The blessing is I often integrate insights from between various disciplines and the curse is that I can't help unsee things.
So normal everyday things like an advertisement or a billboard or a television show or a piece of art give me unbidden systems inferences.
And today I'd like to talk about one of these images, a piece of art that has been prominent in my prefrontal cortex the last couple weeks.
It is this image from photographer Emmanuel Tarty about a sloth in Costa Rica climbing a fence post by barbed wire.
The picture was a finalist in the National Geographic Wildlife Photo of the Year.
It's titled, There's No Place Like Home.
I probably have spent two full hours looking at this image in the last couple weeks,
elapsed time, over time.
And I'd like to share some of the wide boundary insights that have come to my mind and heart.
while looking at this image.
Firstly, it is a piece of art.
Like, I can't stop looking at it.
And I think the definition of good art
is something that you get mesmerized by.
You get lost in.
You look at.
And the colors and the composition
and this sloth in motion,
slow motion,
climbing up this fence post and the encroaching soybean plantation or whatever that is next to a forest.
It's just, it tells a story.
So it captures your attention as art.
That's point number one.
Point number two in our class Reality 101, I taught my students about the concept of supernormal stimuli.
which is some stimulation or some signal in our modern world that gives us an intense replication,
but on steroids, on leverage, than our ancestral cues.
The example I used to use was a popsicle stick painted red that was larger than the baby
birds put into a baby bird's nest.
A mama bird would preferentially feed a popsicle stick, a dead piece of human-created wood,
worms and bugs, because it was bigger and redder than her own babies.

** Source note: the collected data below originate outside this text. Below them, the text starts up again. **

PR #4544, opened 2021-10-25
Update loom to v1

BPScott:

Updating loom to v1

- Updating Loom to v1
- Updating loom config
- Updating config helpers to be pure cjs. This isn't strictly needed but they they did that mismash thing where they used `require()` and `export` and thus mixed cjs and esm and relied on transpiling to sort it out which i think is silly.

### How to 🎩

- Do a build on the main branch and then move it to a temporary place with `mv build build-og`
- Checkout this branch run  `yarn` to update dependencies, run a `yarn clean` to delete the build folder
- Run `yarn build` to generate a new build
- Run `diff -ru -x '*.tsbuildinfo' build-og build` to compare the old and new build output.

---

### What about loom-plugin-build-extended?

An excellent question, how good of you to ask.  `loom-plugin-build-extended` includes support for loading scss files using node-sass. Its rollup plugin for handling styles is based upon the styles rollup plugin in polaris-react. However I am choosing not to remove this repo's styles plugin in favour of loom-plugin-build-extended. 

This is because we're intending to [replace `node-sass` with `dart-sass`](https://github.com/Shopify/loom/pull/295) in `loom-plugin-build-extended` in the near future. For most projects, that's completely fine - they fix any migration from node-sass to dart-sass and they're good. However polaris-react ships a sass public api that needs to be understandable in apps that use node-sass (as sewing-kit still ships with node-sass) and within the polaris-react codebase.

Migrating this codebase to dart-sass is possible, however it [raises deprecation warnings](https://github.com/Shopify/polaris-react/pull/4298) in the publicly used functions that can only be fixed by migrating the codebase to dart-sass and those changes will throw errors when used by apps that leverage node-sass.

In order to migrate this codebase to dart-sass we need to either: [remove the public sass API](https://github.com/Shopify/polaris-react/issues/4485), or make sure that all consuming apps have migrated to use dart-sass using [sewing-kit's dartSassLoader experiment](https://github.com/Shopify/sewing-kit/pull/2850) (this is huge effort and a pain, just remove the public sass api please).

In order to not be in a place where this codebase is constantly raising deprecation warnings that can't be fixed without breaking consumers it's better to leave polaris-react using node-sass for the time being. Which means sticking with it having its own style loader.


loom.config.ts
```diff
@@ -22,57 +20,39 @@ import packageJSON from './package.json';
...
       hooks.configure.hook((configuration) => {
-        configuration.jestEnvironment?.hook(() => 'jsdom');
-
-        // Aliases for root-level imports
+        // Aliases for root-level imports, which are used in test files
         // These do not work in rollup builds, so perhaps we shouldn't configure
-        // them to work here either
-        configuration.jestModuleMapper?.hook((moduleMapper) => {
+        // them to work in jest tests either
+        configuration.jestModuleNameMapper?.hook((moduleMapper) => {
```
dahukish, line 55: should everything else follow suit `moduleMapper` => `moduleNameMapper`

dahukish (approved):
Small comment, but :shipit:

loom.config.ts
BPScott: the naming of the argument isn't suuuper important as it's highly localised. I think leaving as moduleMapper gets the point across.

PR #4542, opened 2021-10-25
[OptionList] Use relative path for type imports

irvinebroque:
fixes https://github.com/Shopify/polaris-react/issues/4507
### WHY are these changes introduced?

Fixes https://github.com/Shopify/polaris-react/issues/4507

### WHAT is this pull request doing?

Uses relative, rather than absolute paths to import types, to prevent Typescript errors for consumers of polaris-react.

```
../../node_modules/@shopify/polaris/build/ts/latest/src/components/OptionList/OptionList.d.ts:2:58 - error TS2307: Cannot find module 'types' or its corresponding type declarations.

2 import type { OptionDescriptor, SectionDescriptor } from 'types';
```

More broadly, this repository needs a way to check for errors like this during build, or if possible to remove its dependency on this line in `tsconfig.json`

https://github.com/Shopify/polaris-react/blob/755b3ceaee9d9aedb508c2cc95db64fad28aba09/tsconfig.json#L4

PR #4559, opened 2021-10-29
Reduce usage of absolute paths

### LINKED ISSUE #4507: TypeScript can't resolve non-relative paths in type imports
## Issue summary

I'm getting a couple of errors when running the TypeScript compiler with Polaris 7.0.0:

```
[9:12:31 pm] File change detected. Starting incremental compilation...

node_modules/@shopify/polaris/build/ts/latest/src/components/OptionList/OptionList.d.ts:2:58 - error TS2307: Cannot find module 'types' or its corresponding type declarations.

2 import type { OptionDescriptor, SectionDescriptor } from 'types';
                                                           ~~~~~~~

node_modules/@shopify/polaris/build/ts/latest/src/types.d.ts:2:61 - error TS2307: Cannot find module 'components' or its corresponding type declarations.

2 import type { AvatarProps, IconProps, ThumbnailProps } from 'components';
                                                              ~~~~~~~~~~~~

[9:12:35 pm] Found 2 errors. Watching for file changes.
```

The two imports here are not using relative paths unlike most others, and when I update those two files locally to import `'../../types'` and `'./components'` (I think it was), the type check completes without error.

My tsconfig.json is:

```
{
  "compilerOptions": {
    "esModuleInterop": true,
    "jsx": "react",
    "moduleResolution": "node",
    "noEmit": true,
    "resolveJsonModule": true,
    "target": "ES2020"
  },
  "include": [
    "src/**/*"
  ]
}
```

## Specifications

- Are you using the React components? (Y/N): **Y**
- Polaris version number: **7.0.0**
- TypeScript version number: **4.3.5** (also tried with 4.4 and 4.2)
- Browser: **N/A**
- Device: **N/A**
- Operating System: Arch Linux

BPScott:

Fixes #4507, Fixes #4542

Typescript sets the `baseUrl` to be `./src` which means that absolute path imports like "types" works. This is neat but means we need to be careful - we can't use these aliases in compiled code. Turns out somebody did that though and caused types to break per #4507.

This PR fixes that original issue, and starts the process of using './' as the default baseUrl to reduce the chance of this from happening in the future.

- Fix usage of absolute paths in published files (i.e. not tests) to be relative
- Replace absolute imports of 'utilities' and 'types' to be relative
- Change baseUrl in tsconfig to point to root, and add path mappings for
  `components` and `test-utilities`

At this point in time `components`, `components/*`, `test-utilities` and `test-utilities/*` are now the only recognised absolute paths. You can use these in test files, however the build will still fail if you try and use these paths in not-tests.

### Next steps

We should finish this job. removing any usage of importing  `components`, `components/*`, `test-utilities` and `test-utilities/*`.

We can now move the contents of `test-utilities` into the `tests` folder and access them with `tests/BLAH`. Move the contents of `src/test-utilities/` into `tests/utilities`, update the import path from 'test-utilities' to `tests/utilities' and remove the references to `test-utilities in tsconfig.json and loom.config.ts. We could not access the contents of the tests folder with absolute paths before because the baseUrl was not `./`.

We can should also replace all imports from 'components' to use relative imports.

### DIFF
--- a/loom.config.ts
+++ b/loom.config.ts
@@ -53,7 +53,7 @@ function jestAdjustmentsPlugin() {
         // These do not work in rollup builds, so perhaps we shouldn't configure
         // them to work in jest tests either
         configuration.jestModuleNameMapper?.hook((moduleMapper) => {
-          moduleMapper['^(components|test-utilities|types|utilities)(.*)'] =
+          moduleMapper['^(components|test-utilities)(.*)'] =
             '<rootDir>/src/$1$2';
 
           return moduleMapper;
--- a/src/components/Banner/tests/Banner.test.tsx
+++ b/src/components/Banner/tests/Banner.test.tsx
@@ -7,7 +7,6 @@ import {
   DiamondAlertMajor,
 } from '@shopify/polaris-icons';
 import {mountWithApp} from 'test-utilities';
-import {BannerContext} from 'utilities/banner-context';
 import {
   Button,
   Heading,
@@ -17,6 +16,7 @@ import {
   UnstyledLink,
 } from 'components';
 
+import {BannerContext} from '../../../utilities/banner-context';
 import {WithinContentContext} from '../../../utilities/within-content-context';
 import {Banner, BannerHandles} from '../Banner';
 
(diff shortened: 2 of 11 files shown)


alex-page (approved):

mathildebuenerd:
@BPScott thanks for the PR, we were also facing type issues in `handshake-web` 😇

Do you know if this change was in the last release? If yes, can you add it to https://github.com/Shopify/polaris-react/blob/main/CHANGELOG.md

otherwise to the unreleased: https://github.com/Shopify/polaris-react/blob/main/UNRELEASED.md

And so in this picture, this fence post, which was built to connect barbed wire to keep
animals or humans out of this pasture, was a supernormal stimuli to this sloth.
It was seeking refuge.
And so it climbed something in its evolutionary past, climbing something didn't have a top to it and wasn't connected with sharp cutting wires.
This is a supernormal stimuli placed in the environment of where a sloth has lived for millions of generations.
And it's a novel thing.
Like after a rain here, I go for a bike ride and use.
see thousands of night crawlers and worms on the asphalt. Asphalt didn't end up being there.
And some of them end up being meals for birds, but a lot of them just end up drying out when
the sun comes. There are many examples of supernormal stimuli in our current world.
The third insight I had was, oh my gosh, why aren't the people in Costa Rica protecting
these unbelievably cool sloth creatures.
And by the way, other than Cucobar as a three-toed sloth would be on my bucket list to see,
what a freaking cool creature they are.
But it made me think, yeah, when I see Maasai warriors coming of age, they have to go out
and kill a lion.
And how horrible is that?
The king of the beast is just being killed.
and a sloth, this beautiful creature in Costa Rica.
And yet, when the raccoons break into my barn and kill my ducks, it's like war.
So it's a different, it's a flip in perspective.
It's not really war anymore because I just capture them and have our trap and drive them 10 miles and let them go down by the Mississippi River.
What you get my point is I perceive lions and sloths as scarce and incredibly precious.
But maybe people living where this land is in Costa Rica don't have that feeling.
And so we all view the world with respect to what's scarce and beautiful in our own area versus other areas.
interesting perspective. Another idea I had in viewing this picture is the word sloth. It's an
animal's name, but it's also one of the seven deadly sins. In Christian moral tradition,
the seven deadly sins were pride, avarice, which I had to look up. It means greed, lust, envy,
gluttony wrath and sloth, made famous by the movie seven with Brad Pitt and I forgot the other guy.
Okay. Morgan Freeman. Morgan Freeman. Okay. So these seven moral traditions were back in the day,
a map for averting personal vices in the time when humans lived in small communities.
they were useful and perhaps even central then, and they're probably still relevant now,
but only partially.
And sloth was the last listed and might not even be a sin in today's time, equal money,
world.
Um, slowing down writ large in our world is probably a virtue.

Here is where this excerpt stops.